My father rarely played disciplinarian. He was a businessman. His business involved listening and talking, ultimately getting people to strongly consider a proposition he was empowered to offer them. Here, he had leverage, so he got me to consider this:
“If you don’t let the doctor put the eye drops in, you can’t watch the World Series later.”
I opened my eyes and stopped screaming.
There was nothing wrong with my eyesight on October 16, 1969. My “spots” report was misinterpreted. I could have told my mother that. I probably did. Listening wasn’t always my mother’s strongest suit. There were no glasses forthcoming for me for more than a decade. There were no complaints. Eye doctors for years gave me great reports. In recent times, I was told that despite age my eyesight has somehow gotten better. To be certain this is still the case, I should probably go get them checked anew.
On that Thursday, they were checked, they were fine and they and the rest of me were back in the car, headed home to the portable TV in my sister’s room. She was in eighth grade and at school. Where else would a kid be on a Thursday afternoon but school? Yet I wasn’t. This eye doctor appointment was fortuitous timing. The Mets were playing the fifth game of the World Series. If they won this game, they’d win the World Series. I got to turn on that TV and watch however much of the game remained.
I couldn’t tell you about the shoe polish play first hand. I didn’t see it. I didn’t see Donn Clendenon hit the home run that followed Cleon Jones going to first that followed Gil Hodges showing the umpire a ball marked with shoe polish proving Cleon had been hit in the foot by a Dave McNally pitch. I read up on that later, which is how I learned and memorized the date. I couldn’t tell you about Al Weis hitting the home run that tied the game at three, not from experience. I just know that that while I watched, the score was Mets 3 Orioles 3, and that Cleon Jones doubled; and Ron Swoboda doubled; and Cleon scored to put the Mets ahead, 4-3, and that something else happened (an error) and Swoboda crossed the plate to make it 5-3. Decades later, I saw a rebroadcast of this game, saw the eighth inning play out and realized what I remembered from my childhood had really happened exactly as it had sat in my memory. At six, I knew the Mets were ahead by two home runs. I thought every run was a “home run”; I also thought innings were “hittings”. I had a lot to learn.

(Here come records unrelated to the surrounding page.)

PR #2970, opened 2021-05-26
Polling Task IMPL + Unit Tests

zhangn49:
## Overview

Description:

init commit

Why should this be merged: 

- [ ] Public API has Javadoc


infrastructure/src/main/java/org/corfudb/infrastructure/compaction/PollingTask.java
```diff
@@ -0,0 +1,259 @@
...
+    private final CorfuStore corfuStore;
+
+    private final Table<StatusKeyMsg, StatusMsg, Message> statusTable;
+
+    private final CorfuQueue checkpointTaskQueue;
+
+    private final CheckpointTaskProcessor taskProcessor;
+
+    // The Thread pool for executing polling tasks.
+    private final ScheduledExecutorService pollingExecutor;
```
Lujie1996, line 55: This executor is responsible for both polling and execution a checkpoint task, so perhaps we can name it more accurately. Also, why Scheduled? I saw `pollingExecutor.submit(this);` in onNext(), so the execution should be triggered by onNext() instead of being scheduled, right?

infrastructure/src/main/java/org/corfudb/infrastructure/compaction/PollingTask.java
```diff
@@ -0,0 +1,259 @@
...
+
+    private volatile SafeSnapshot safeSnapshot;
+
+    private volatile String compactionTaskId;
+
+    public PollingTask(CorfuRuntime runtime, CorfuStore corfuStore, String diskModePath,
```
Lujie1996, line 61: I think it might be better to take the pollingExecutor out of this PollingTask class. A runnable should be decoupled from the executor which is supposed to execute the runnable. In this way the polling task can focus on only the task logics itself and stay away from the execution logics. We can have one class which implements StreamListener and holds executor, and another class which implements Runnable and holds the task logics. What do you think?

Lujie1996 (commented):
Will review the rest of code changes later.

PR #2976, opened 2021-06-08
Fix Github secrets access

xcchang:
## Overview

Description: We didn't access GitHub secrets correctly in xml files. This commit provide a fix for this issue.

Why should this be merged: 

- [x] Public API has Javadoc

### DIFF
--- a/.github/workflows/publish-corfu.yml
+++ b/.github/workflows/publish-corfu.yml
@@ -1,4 +1,4 @@
-name: CorfDb Artifacts
+name: CorfuDB Artifacts
 
 on:
   push:
@@ -10,6 +10,11 @@ jobs:
 
     runs-on: ubuntu-latest
     if: github.event_name == 'push'
+
+    env:
+      JFROG_PASSWORD: ${{ secrets.jfrog_oss_password }}
+      DOCKER_USERNAME: ${{ secrets.docker_username }}
+      DOCKER_PASSWORD: ${{ secrets.docker_password }}
 
     steps:
       - uses: actions/checkout@v2
@@ -41,11 +46,3 @@ jobs:
       - name: Publish corfu artifacts
         working-directory: ./
         run: ./mvnw clean deploy -s ./.mvn/settings.xml -DskipTests -Dmaven.javadoc.skip=true -Dcheckstyle.skip -T 1C
-
-      - name: Publish Corfu infrastructure container
-        working-directory: ./
-        run: ./mvnw -pl infrastructure clean deploy -Pdocker -DskipTests -Dmaven.javadoc.skip=true -Dcheckstyle.skip -T 1C
-
-      - name: Publish Corfu generator container
-        working-directory: ./
-        run: ./mvnw -pl generator clean deploy -Pdocker -DskipTests -Dmaven.javadoc.skip=true -Dcheckstyle.skip -T 1C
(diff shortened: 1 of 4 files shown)


.github/workflows/publish-corfu.yml
```diff
@@ -1,15 +1,16 @@
...
-  push:
-    branches:
-      - master
+name: CorfuDB Artifacts
+#
+#on:
+#  push:
+#    branches:
+#      - master
+on: pull_request
```
xnull, line 7: don't forget to change back to master, when your fix is done

xcchang: sure will do

generator/pom.xml
```diff
@@ -69,23 +69,23 @@
...
+                                        <argument>--username=${env.DOCKER_USERNAME}</argument>
+                                        <argument>--password=${env.DOCKER_PASSWORD}</argument>
                                     </arguments>
                                 </configuration>
                             </execution>
 
                             <execution>
                                 <id>Docker push</id>
-                                <phase>deploy</phase>
+                                <phase>validate</phase>
```
xnull, line 88: It seems to me, this should be "deploy", as I remember deploy step doesn't include validate step, also anyone who would like to execute: `mvnw install` will also deploy artifacts

xnull: Could you please explain why you decided to use validate instead of deploy?

.github/workflows/publish-corfu.yml
```diff
@@ -1,15 +1,20 @@
...
 jobs:
   publish_corfu_db_artifacts:
 
     runs-on: ubuntu-latest
-    if: github.event_name == 'push'
+#    if: github.event_name == 'push'
+    env:
+      JFROG_PASSWORD: ${{ secrets.jfrog_oss_password }}
+      DOCKER_USERNAME: ${{ secrets.docker_username }}
+      DOCKER_PASSWORD: ${{ secrets.docker_password }}
```
chetangudisagar, line 17: Do we really need this env change? Can we directly fetch from secrets in all the pom.xml files?

xcchang: As we discussed yesterday, that's the reason for this PR. Secrets cannot be directly accessed in other xml files.

generator/pom.xml
xcchang: Yes you are right, validate doesn't work. I was trying to prevent the `-pl infrastructure deploy` from updating the JFrog repo, i.e. it should only do the executions in docker profile. Haven't found a good way to do so, maybe I will reach out to you for help today.

.github/workflows/publish-corfu.yml
chetangudisagar: Ohh yeah, thank you!

xnull (approved):

zhangn49 (approved):

.github/workflows/publish-corfu.yml
```diff
@@ -41,11 +46,3 @@ jobs:
       - name: Publish corfu artifacts
         working-directory: ./
         run: ./mvnw clean deploy -s ./.mvn/settings.xml -DskipTests -Dmaven.javadoc.skip=true -Dcheckstyle.skip -T 1C
```
chetangudisagar, line 48: Do we need to clean again? Can we reuse the previous command's jars?

chetangudisagar: We discussed offline and agreed that it is indeed required.

chetangudisagar (approved):
LGTM, Thanks!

In the ninth hitting…make that inning, I saw the last out. I saw the crowd run onto the field because with the game over, the Mets were world champions. I saw interviews with the players, all of them either drenched in champagne or drenching others with it. I comprehended exactly what had occurred. The Mets were champions of the world. The Mets had been my team for no more than a couple of months at that point. I followed them in the papers and on TV and radio. My father brought home the Post, then published in the afternoon, that night as he always did. And I grabbed it from his briefcase, as I had gotten in the habit of doing to keep up on the latest Mets news. This time it was to confirm what was televised. Newspapers delivered that service daily, even as soon as later the same day.
I had picked up on the Mets being the “Amazin’ Mets” and the “Miracle Mets” without knowing exactly what made them Amazin’ or this a Miracle, other than every time I turned on the TV in September and October of 1969, people were running onto the field and players were pouring champagne on everybody in sight. That was Amazin’ and Miracle enough.
The next morning, I wasn’t talking about spots. I was talking about the Mets. I asked my two friends who lived down the block, Jeffrey and Scott, if they knew the Mets had won the World Series yesterday. I wasn’t sure if everybody knew. Everybody knew. Everybody still knows.
It happened fifty years ago today, and I’m still watching.